Immediate Full-Back Set
Even if the facility is adamant and unyielding in their insistence on setting straight rows for body count, you can insist on several of the Audience-Centered Seating principles with AudienceCentered Theater Style in illustration A. Angle the outside seats, still in straight rows, toward the presentation.
Wide-Ranging Presentations Require an Elliptical Set
Your presentation style may dictate the degree of curve in the rows. If you roam the stage like Tom Peters, then shape the seating in an ellipse (see illustration B).
Fixed-Place Presentations Do Well with a Semicircular Set
However, if your presentation style is more fixed and contained in one space, then choose more of a semicircular configuration (see illustration C). This is also the more intimate arrangement. You can use a compass, placing the pivot point in the basic center of your presentation area, and drawing increasingly larger concentric semicircles toward the back of the room. Then mark off aisles from the front corners of the podium at a 45 degree angle toward the exits, or draw them directly toward the exits, expanding to accommodate more traffic flow and schmoozing in front of the exit doors.
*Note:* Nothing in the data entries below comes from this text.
PR #145, opened 2015-11-28
Lukeh/pkcs11 hcrypto

nicowilliams:
I created a PR for this to make it easier to record my comments and capture the head of lukeh/pkcs11-hcrypto as it was when I reviewed.

### DIFF
--- a/cf/crypto.m4
+++ b/cf/crypto.m4
@@ -135,6 +135,17 @@ if test "$crypto_lib" = "unknown"; then
 
 fi
 
+AC_ARG_WITH(pkcs11-module,
+                       AS_HELP_STRING([--with-pkcs11-module=path],
+                                      [use PKCS11 module in path]),
+                       [pkcs11_module="$withval"],
+                       [])
+
+if test "$pkcs11_module" != ""; then
+  AC_DEFINE_UNQUOTED(PKCS11_MODULE_PATH, "$pkcs11_module", [path to PKCS11 module])
+  openssl=no
+fi
+
 if test "$openssl" = "yes"; then
   AC_DEFINE([HAVE_OPENSSL], 1, [define to use openssl's libcrypto])
 fi
--- a/lib/hcrypto/Makefile.am
+++ b/lib/hcrypto/Makefile.am
@@ -2,7 +2,8 @@
 
 include $(top_srcdir)/Makefile.am.common
 
-AM_CPPFLAGS += -I$(srcdir)/libtommath -DUSE_HCRYPTO_LTM=1
+AM_CPPFLAGS += -I$(top_srcdir)/lib/hx509 \
+        -I$(srcdir)/libtommath -DUSE_HCRYPTO_LTM=1
 
 lib_LTLIBRARIES = libhcrypto.la
 check_LTLIBRARIES = libhctest.la
@@ -11,6 +12,7 @@ libhcrypto_la_LDFLAGS = -version-info 5:0:1
 libhcrypto_la_LIBADD = \
 	$(top_builddir)/lib/asn1/libasn1.la \
 	$(LIB_dlopen) \
+	$(LIB_heimbase) \
 	$(LIBADD_roken)
 
 hcryptoincludedir = $(includedir)/hcrypto
@@ -29,6 +31,7 @@ hcryptoinclude_HEADERS =	\
 	evp.h			\
 	evp-hcrypto.h		\
 	evp-cc.h		\
+	evp-pkcs11.h		\
 	hmac.h			\
 	md2.h			\
 	md4.h			\
@@ -114,6 +117,7 @@ libhcrypto_la_SOURCES =	\
 	evp.h		\
 	evp-hcrypto.c	\
 	evp-cc.c	\
+	evp-pkcs11.c	\
 	engine.c	\
 	engine.h	\
 	hash.h		\
--- a/lib/hcrypto/evp-pkcs11.c
+++ b/lib/hcrypto/evp-pkcs11.c
@@ -1,0 +1,775 @@
+/*
+ * Copyright (c) 2015, Secure Endpoints Inc.
+ * All rights reserved.
+ *
+ * Redistribution and use in source and binary forms, with or without
+ * modification, are permitted provided that the following conditions
+ * are met:
+ *
+ * - Redistributions of source code must retain the above copyright
+ *   notice, this list of conditions and the following disclaimer.
+ *
+ * - Redistributions in binary form must reproduce the above copyright
+ *   notice, this list of conditions and the following disclaimer in
+ *   the documentation and/or other materials provided with the
+ *   distribution.
+ *
+ * THIS SOFTWARE IS PROVIDED BY THE COPYRIGHT HOLDERS AND CONTRIBUTORS
+ * "AS IS" AND ANY EXPRESS OR IMPLIED WARRANTIES, INCLUDING, BUT NOT
+ * LIMITED TO, THE IMPLIED WARRANTIES OF MERCHANTABILITY AND FITNESS
+ * FOR A PARTICULAR PURPOSE ARE DISCLAIMED. IN NO EVENT SHALL THE
+ * COPYRIGHT HOLDER OR CONTRIBUTORS BE LIABLE FOR ANY DIRECT,
+ * INDIRECT, INCIDENTAL, SPECIAL, EXEMPLARY, OR CONSEQUENTIAL DAMAGES
+ * (INCLUDING, BUT NOT LIMITED TO, PROCUREMENT OF SUBSTITUTE GOODS OR
+ * SERVICES; LOSS OF USE, DATA, OR PROFITS; OR BUSINESS INTERRUPTION)
+ * HOWEVER CAUSED AND ON ANY THEORY OF LIABILITY, WHETHER IN CONTRACT,
+ * STRICT LIABILITY, OR TORT (INCLUDING NEGLIGENCE OR OTHERWISE)
+ * ARISING IN ANY WAY OUT OF THE USE OF THIS SOFTWARE, EVEN IF ADVISED
+ * OF THE POSSIBILITY OF SUCH DAMAGE.
+ */
+
+/* PKCS#11 provider */
+
+#include "config.h"
+
+#include <assert.h>
+#ifdef HAVE_DLFCN_H
+#include <dlfcn.h>
+#ifndef RTLD_LAZY
+#define RTLD_LAZY 0
+#endif
+#ifndef RTLD_LOCAL
+#define RTLD_LOCAL 0
+#endif
+#ifndef RTLD_GROUP
+#define RTLD_GROUP 0
+#endif
+#ifndef RTLD_NODELETE
+#define RTLD_NODELETE 0
+#endif
+#else
+#error PKCS11 support requires dlfcn.h
+#endif
+
+#include <roken.h>
+#include <heimbase.h>
+
+#include <evp.h>
+#include <evp-hcrypto.h>
+#include <evp-pkcs11.h>
+
+#include <ref/pkcs11.h>
+
+#if __sun && !defined(PKCS11_MODULE_PATH)
+# if _LP64
+# define PKCS11_MODULE_PATH "/usr/lib/64/libpkcs11.so"
+# else
+# define PKCS11_MODULE_PATH "/usr/lib/libpkcs11.so"
+# endif
+#endif
+
+static CK_FUNCTION_LIST_PTR p11_module;
+
+static int
+p11_cleanup(EVP_CIPHER_CTX *ctx);
+
+struct pkcs11_cipher_ctx {
+    CK_SESSION_HANDLE hSession;
+    CK_OBJECT_HANDLE hSecret;
+};
+
+struct pkcs11_md_ctx {
+    CK_SESSION_HANDLE hSession;
+};
+
+static void
+p11_module_init_once(void *context)
+{
+    CK_RV rv;
+    CK_FUNCTION_LIST_PTR module;
+    CK_RV (*C_GetFunctionList_fn)(CK_FUNCTION_LIST_PTR_PTR);
+    void *handle = NULL;
+
+    if (!issuid()) {
+        char *pkcs11ModulePath = getenv("PKCS11_MODULE_PATH");
+        if (pkcs11ModulePath != NULL) {
+            handle = dlopen(pkcs11ModulePath, RTLD_LAZY | RTLD_LOCAL |
+                                              RTLD_GROUP | RTLD_NODELETE);
+            if (handle == NULL)
+                fprintf(stderr, "p11_module_init(%s): %s\n", pkcs11ModulePath, dlerror());
+        }
+    }
+#ifdef PKCS11_MODULE_PATH
+    if (handle == NULL) {
+        handle = dlopen(PKCS11_MODULE_PATH, RTLD_LAZY | RTLD_LOCAL |
+                                            RTLD_GROUP | RTLD_NODELETE);
+        if (handle == NULL)
+            fprintf(stderr, "p11_module_init(%s): %s\n", PKCS11_MODULE_PATH, dlerror());
+    }
+#endif
+    if (handle == NULL) {
+        rv = CKR_LIBRARY_LOAD_FAILED;
+        goto cleanup;
+    }
+
+    C_GetFunctionList_fn = (CK_RV (*)(CK_FUNCTION_LIST_PTR_PTR))
+                           dlsym(handle, "C_GetFunctionList");
+    if (C_GetFunctionList_fn == NULL) {
+        rv = CKR_LIBRARY_LOAD_FAILED;
+        goto cleanup;
+    }
+
+    rv = C_GetFunctionList_fn(&module);
+    if (rv != CKR_OK)
+        goto cleanup;
+
+    rv = module->C_Initialize(NULL);
+    if (rv == CKR_CRYPTOKI_ALREADY_INITIALIZED)
+        rv = CKR_OK;
+    if (rv == CKR_OK)
+        *((CK_FUNCTION_LIST_PTR_PTR)context) = module;
+
+cleanup:
+    if (handle != NULL && p11_module == NULL)
+        dlclose(handle);
+    /* else leak handle */
+}
+
+static CK_RV
+p11_module_init(void)
+{
+    static heim_base_once_t init_module = HEIM_BASE_ONCE_INIT;
+
+    heim_base_once_f(&init_module, &p11_module, p11_module_init_once);
+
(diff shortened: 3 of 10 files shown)


cf/crypto.m4
```diff
@@ -135,6 +135,17 @@ if test "$crypto_lib" = "unknown"; then
 
 fi
 
+AC_ARG_WITH(pkcs11-module,
```
nicowilliams: Why shouldn't this just be a configuration parameter in krb5.conf?  Why bother with autoconf'ing this?  My guess: to provide a platform-specific/sane default?

configure.ac
```diff
@@ -6,6 +6,7 @@ AC_INIT([Heimdal],[1.6.99],[heimdal-bugs@h5l.org])
 AC_CONFIG_SRCDIR([kuser/kinit.c])
 AC_CONFIG_HEADERS(include/config.h)
 AC_CONFIG_MACRO_DIR([cf])
+AC_USE_SYSTEM_EXTENSIONS
```
nicowilliams: I'm not sure this is a good idea.  We should know where and why we need extensions rather than enable them globally, otherwise we risk breaking builds more often.  Mind you, we can always fix them after the fact.  But I'd rather that developers trip over the need to enable extensions and then do whatever the right thing is, such as adding compatibility wrappers in libroken.

kdc/connect.c
```diff
@@ -965,7 +965,7 @@ loop(krb5_context context, krb5_kdc_configuration *config,
 
 #ifdef __APPLE__
 static void
-bonjour_kid(krb5_context, krb5_kdc_configuration *config, int islive)
+bonjour_kid(krb5_context context, krb5_kdc_configuration *config, int islive)
```
nicowilliams: If possible make this a separate commit.  If not I'll do it when ready to integrate.

lib/hcrypto/Makefile.am
```diff
@@ -2,7 +2,8 @@
 
 include $(top_srcdir)/Makefile.am.common
 
-AM_CPPFLAGS += -I$(srcdir)/libtommath -DUSE_HCRYPTO_LTM=1
+AM_CPPFLAGS += -I$(top_srcdir)/lib/base -I$(top_srcdir)/lib/hx509/ref \
```
nicowilliams: Maybe `-I$(top_srcdir)/lib/hx509`, without the `/ref`, to make sure that `#include <ref/pkcs11.h>` means that one, compared with `#include <pkcs11.h>` perhaps getting a system one?

lib/hcrypto/evp-pkcs11.c
```diff
@@ -0,0 +1,744 @@
...
+struct pkcs11_md_ctx {
+    CK_SESSION_HANDLE hSession;
+};
+
+static CK_RV
+p11_module_init(void)
+{
+    CK_RV rv = CKR_OK;
+
+    if (p11_module == NULL) {
```
nicowilliams: Would it be better to use `heim_base_once`?  Normally that would be the preferred way to do atomic one-time global initialization in Heimdal.

lib/hcrypto/evp-pkcs11.c
```diff
@@ -0,0 +1,744 @@
...
+
+        if (!issuid()) {
+            char *pkcs11ModulePath = getenv("PKCS11_MODULE_PATH");
+            if (pkcs11ModulePath != NULL) {
+                handle = dlopen(pkcs11ModulePath, RTLD_LAZY | RTLD_LOCAL | RTLD_GROUP);
+                if (handle == NULL)
+                    fprintf(stderr, "p11_module_init(%s): %s\n", pkcs11ModulePath, dlerror());
+            }
+        }
+#ifdef PKCS11_MODULE_PATH
```
nicowilliams: Getting this from krb5.conf if not available in the `environ` would be nice.

Also, the "there's two paths, one for the system 32-bit PKCS11 provider, and the other for the system 64-bit PKCS11 provider" problem is likely to come up elsewhere.  Maybe we need a lib/base utility for constructing dlopen()/LoadLibraryEx()/whatever paths that supports a template where whatever appropriate token for the bit-ness of the running process can be inserted.

On more recent Solaris the are `/32/` and `/64/` symlinks in all the lib directories.  On older ones it's necessary to use `/./` (or empty string) for 32-bit, and `/<isa-name>/` for 64-bit.  I.e., `/usr/lib/libfoo.so` and `/usr/lib/amd64/libfoo.so` on older systems, and `/usr/lib/32/libfoo.so` and `/usr/lib/64/libfoo.so` on newer.

lib/hcrypto/evp-pkcs11.c
```diff
@@ -0,0 +1,744 @@
...
+
+    if (p11_module == NULL) {
+        CK_RV (*C_GetFunctionList_fn)(CK_FUNCTION_LIST_PTR_PTR);
+        CK_FUNCTION_LIST_PTR module;
+        void *handle = NULL;
+
+        if (!issuid()) {
+            char *pkcs11ModulePath = getenv("PKCS11_MODULE_PATH");
+            if (pkcs11ModulePath != NULL) {
+                handle = dlopen(pkcs11ModulePath, RTLD_LAZY | RTLD_LOCAL | RTLD_GROUP);
```
nicowilliams: If we're gonna leak the handle we might as well use `RTLD_NODELETE`.

Make sure to

    #ifndef RTLD_NODELETE
    #define RTLD_NODELETE 0
    #endif

lib/hcrypto/evp-pkcs11.c
```diff
@@ -0,0 +1,744 @@
...
+                if (handle == NULL)
+                    fprintf(stderr, "p11_module_init(%s): %s\n", pkcs11ModulePath, dlerror());
+            }
+        }
+#ifdef PKCS11_MODULE_PATH
+        if (handle == NULL) {
+            handle = dlopen(PKCS11_MODULE_PATH, RTLD_LAZY | RTLD_LOCAL | RTLD_GROUP);
```
nicowilliams: Ditto.

nicowilliams: And what, no PKCS#11 support on Windows?  :)  (It's OK, just teasing.  Though it'd be nice eventually, but I'm OK with letting whoever needs it first add that support.)

lib/hcrypto/evp-pkcs11.c
```diff
@@ -0,0 +1,744 @@
...
+            if (handle == NULL)
+                fprintf(stderr, "p11_module_init(%s): %s\n", PKCS11_MODULE_PATH, dlerror());
+        }
+#endif
+        if (handle == NULL) {
+            rv = CKR_LIBRARY_LOAD_FAILED;
+            goto cleanup;
+        }
+
+        C_GetFunctionList_fn = (CK_RV (*)(CK_FUNCTION_LIST_PTR_PTR))
```
nicowilliams: There's no need to have that cast (`dlsym()` returns `void *`).

lib/hcrypto/evp-pkcs11.c
```diff
@@ -0,0 +1,744 @@
...
+    if (pSlotList == NULL) {
+        rv = CKR_HOST_MEMORY;
+        goto cleanup;
+    }
+
+    rv = p11_module->C_GetSlotList(CK_FALSE, pSlotList, &ulSlotCount);
+    if (rv != CKR_OK)
+        goto cleanup;
+
+    for (i = 0; i < ulSlotCount; i++) {
```
nicowilliams: I realize that this works on Solaris, and probably elsewhere by accident.  If we're going to allow specifying a provider by env var and/or krb5.conf, we might as well also allow a slot to be specified.  But don't implement this.  Let's leave a cookie crumb explaining that this is a bit of a hack and that it's not clear what's the best thing to do.

There's an RFC for PKCS#11 URIs, `RFC7512`, that ideally we could use for all of this, perhaps with even a URI per-mechanism.

lib/hcrypto/evp-pkcs11.c
```diff
@@ -0,0 +1,744 @@
...
+        static const EVP_CIPHER *__cipher;                              \
+                                                                        \
+        if (__cipher == NULL) {                                         \
+            const EVP_CIPHER *cipher;                                   \
+                                                                        \
+            cipher = hc_EVP_pkcs11_ ##name();                           \
+            if (cipher == NULL)                                         \
+                cipher = hc_EVP_hcrypto_ ##name();                      \
+                                                                        \
+            (void)heim_base_exchange_pointer(&__cipher, cipher);        \
```
nicowilliams: This is a lot easier than using `heim_base_once` though...  It's racy but idempotent.

lib/hcrypto/libhcrypto-exports.def
```diff
@@ -175,6 +175,23 @@ EXPORTS
 ;!	hc_EVP_cc_aes_192_cfb8
 ;!	hc_EVP_cc_aes_256_cfb8
 
+;!	hc_EVP_pkcs11_md2
```
nicowilliams: Why the comment?

kdc/connect.c
lhoward: It was but I foolishly squashed it. I'll see if I can resurrect it then commit that directly to master.

configure.ac
lhoward: OK. I think Solaris 11 build failed without this but I'll try again (does it work for you?).

cf/crypto.m4
lhoward: Yes, but also hcrypto does not link against krb5 (circular dependency).

lib/hcrypto/evp-pkcs11.c
lhoward: Isn't there a dlopen wrapper in roken for Windows? Besides, WinCNG.

lib/hcrypto/evp-pkcs11.c
lhoward: Necessary to avoid warning with Solaris Studio.

lib/hcrypto/evp-pkcs11.c
lhoward: I hadn't seen heim_base_once, I'll take a look.

nicowilliams:
The updates to `pkcs11.h` should probably be in a separate commit.

lib/hcrypto/libhcrypto-exports.def
lhoward: True, we can export this on Windows. Will fix.

lib/hcrypto/evp-pkcs11.c
lhoward: How do we read krb5.conf from hcrypto?

nicowilliams:
The `lib/libedit` changes should also be in a separate commit.

My git-fu is strong, so if you prefer to leave that to me I can do it for you at integration time.

lhoward:
Please.

lib/hcrypto/evp-pkcs11.c
nicowilliams: Yeah, there's a dlopen wrapper in lib/roken.  I'd completely forgotten :(

kdc/connect.c
nicowilliams: All the separate commit requests can be left to me.

lib/hcrypto/evp-pkcs11.c
lhoward: I guess we could export a "set pkcs#11 path" API from hcrypto but - as I understand it hcrypto should be a subset of libcrypto (although maybe this isn't a hard and fast rule) and also it would require some care not to be racy (unless we only let it be set once).

I don't have the code in front of me but is a krb5 configuration associated with a krb5_context? If so note we don't have a context associated with hcrypto (well, it might be possible but it'd be an intrusive change and again would deviate from the libcrypto API).

Basically, doing this properly may be complicated.

configure.ac
nicowilliams: Thanks for noting that the S11 build requires `AC_USE_SYSTEM_EXTENSIONS`.  I think what I'd like to do is build it myself (it's been a while) and see which extensions, where, and do the right thing on a case-by-case basis.  Or alternatively use `AC_USE_SYSTEM_EXTENSIONS` only on Solaris hosts.

cf/crypto.m4
nicowilliams: Ahh!  Got it.  Thanks.  Also, there's no place in sight where we can store any configuration.

nicowilliams:
LGTM.  I do need to go over the PKCS#11 calling code carefully, but what I looked at carefully looked good to me, and it was easy to read (thanks for that!  as always, your code is awesome).

cf/crypto.m4
lhoward: See other mail, it could be done but doing it properly would require a lot of thought and probably some API changes that would make hcrypto a superset (well, intersecting set) of libcrypto.

configure.ac
lhoward: If you have a chance to do that great, else I'll pop it behind a Solaris specific check (just for S11 yes?)

lhoward:
Well I do love writing it! I just wish we could get rid of the macro mess in the PKCS#11 and WinCNG backends by multiplexing all hcrypto APIs through EVP_get_{cipher,digest}bynid for example. Or replace hcrypto with something eke entirely...

lib/hcrypto/evp-pkcs11.c
lhoward: Well, you will get the first slot that works even if there's no meta-slot provider but I agree it may not get you the fastest or more desired provider.

lhoward:
BTW I wonder if this will deliver much performance enhancement - the OpenSolaris Developer Conference paper suggested that OpenSSL was actually faster than the PKCS#11 soft token (and so perhaps the kernel provider should be used directly), and that also hardware offloading was slower for small blocks.

lib/hcrypto/evp-pkcs11.c
lhoward: Will fix, note this will require libhcrypto to link against libheimbase (not that this should be a problem).

lhoward:
OK, I believe I have addressed all of your comments (except for making the path configurable and breaking up commits).

kdc/connect.c
jaltman: The baselocl.h changes and the "s/tripple/triple" changes can also be their own unrelated commit.

jaltman:
AuriStor needs to support PKCS#11 for AES-NI on Solaris 10 and 11.

jaltman:
At the moment Heimdal is not building hcrypto against OpenSSL so there is no AES-NI.  Anything is better than AES-NI.  Now that we have the PCKS#11 and OpenSSL we can run performance tests.

lhoward:
Not sure if I understand the last comment @jaltman, could you not use Oracle's PKCS#11-enabled OpenSSL instead of hcrypto? (Indeed, why didn't we think of this earlier?)

lib/hcrypto/evp-pkcs11.c
lhoward: > On 29 Nov 2015, at 11:05 AM, Nico Williams <notifications@github.com> wrote:
> 
> Also, the "there's two paths, one for the system 32-bit PKCS11 provider, and the other for the system 64-bit PKCS11 provider" problem is likely to come up elsewhere. Maybe we need a lib/base utility for constructing dlopen()/LoadLibraryEx()/whatever paths that supports a template where whatever appropriate token for the bit-ness of the running process can be inserted.
> 
Is this a common issue though? On Solaris it seems to be a problem because uname/autoconf doesn’t give us a way to determine if we’re building 64-bit. On other platforms I think it’s a non-issue – OS X has universal binaries, and every other platform I can think of has 64-bit as a separate target.

— Luke

jaltman:
There are thread safety issues using OpenSSL from a library.  We have been unable to confirm that these issues have been addressed on Solaris.

Jeffrey Altman
Secure Endpoints Inc

vdukhovni:
On Sat, Nov 28, 2015 at 10:12:24PM -0800, Jeffrey Altman wrote:

> > On Nov 28, 2015, at 10:04 PM, Luke Howard <notifications@github.com> wrote:
> > 
> > Not sure if I understand the last comment @jaltman, could you not use
> > Oracle's PKCS#11-enabled OpenSSL instead of hcrypto? (Indeed, why didn't
> > we think of this earlier?)
> 
> There are thread safety issues using OpenSSL from a library.  We have been
> unable to confirm that these issues have been addressed on Solaris.

I would not expect any speedup from PKCS#11 (engine) support in
OpenSSL.  Is the goal here to gain access to hardware signature
tokens, or to a fast AES-NI implementation for SPARC?

The OpenSSL thread safety issues are primarily in the global PRNG
state, but perhaps not exclusively so.  It is not yet clear when
they will be addressed, though there is a glimmer of hope for 1.1.0,
more likely in 1.2.0.

-- 
	Viktor.

lhoward:
> I would not expect any speedup from PKCS#11 (engine) support in
> OpenSSL. Is the goal here to gain access to hardware signature
> tokens, or to a fast AES-NI implementation for SPARC?

The latter (I think for Intel actually but I guess Jeff cares about both architectures?).

libhx509 already has PKCS#11 glue for the former, I believe.

— Luke

jaltman:
The primary goal of pkcs11-hcrypto is to provide for Solaris the ability to use the native OS crypto engine on whatever hardware platform the OS is shipped for.   Much as CommonCrypto (evp-cc.c) does for OSX and iOS and Crypto Next Generation (evp-wincng.c) does for Windows.   This ensures that if AES-NI is available on Intel/AMD processors that the hcrypto consumer will benefit from it but also that if there is support for a custom hardware accelerator that it will be used.

The secondary goal of pkcs11-hcrypto is to permit hcrypto to be built so it can use any PKCS#11 hardware or software token for applications that require it.

vdukhovni:
On Sun, Nov 29, 2015 at 07:21:49AM -0800, Jeffrey Altman wrote:

> The primary goal of pkcs11-hcrypto is to provide for Solaris the ability
> to use the native OS crypto engine on whatever hardware platform the OS
> is shipped for.   Much as CommonCrypto (evp-cc.c) does for OSX and iOS
> and Crypto Next Generation (evp-wincng.c) does for Windows.   This ensures
> that if AES-NI is available on Intel/AMD processors that the hcrypto
> consumer will benefit from it but also that if there is support for a
> custom hardware accelerator that it will be used.
> 
> The secondary goal of pkcs11-hcrypto is to permit hcrypto to be built so
> it can use any PKCS#11 hardware or software token for applications that
> require it.

Right, thanks.  The first goal IIRC cannot be met via OpenSSL, and
in any case there are the aforementioned threading issues.  So
direct PKCS#11 support is required.  It remains to be seen whether
bulk crypto (AES rather than PKI) is sufficiently fast via PKCS#11.
If you're able to measure relative performance, please share the
results.

-- 
	Viktor.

Never, Ever, Ever, Ever Give Up!
The straight-row mind-set will yield slowly and be replaced by a curved row mind-set in the worldwide meetings industry. The pain of the straight-row set will eventually be intolerable to audiences and straight rows will be shot down like the Minutemen shot the British who insisted on standing in straight rows. Then we will be able to return to seating that the Greeks and Romans institutionalized about 800 A.D.
Meanwhile, you need to approach meeting facilities armed with a specific request as well as a firm determination to obtain your preferred seating arrangement. Being in the vanguard of a movement requires such resolve. And our audience members deserve the best seats in the house now, not when the meeting facilities get around to it.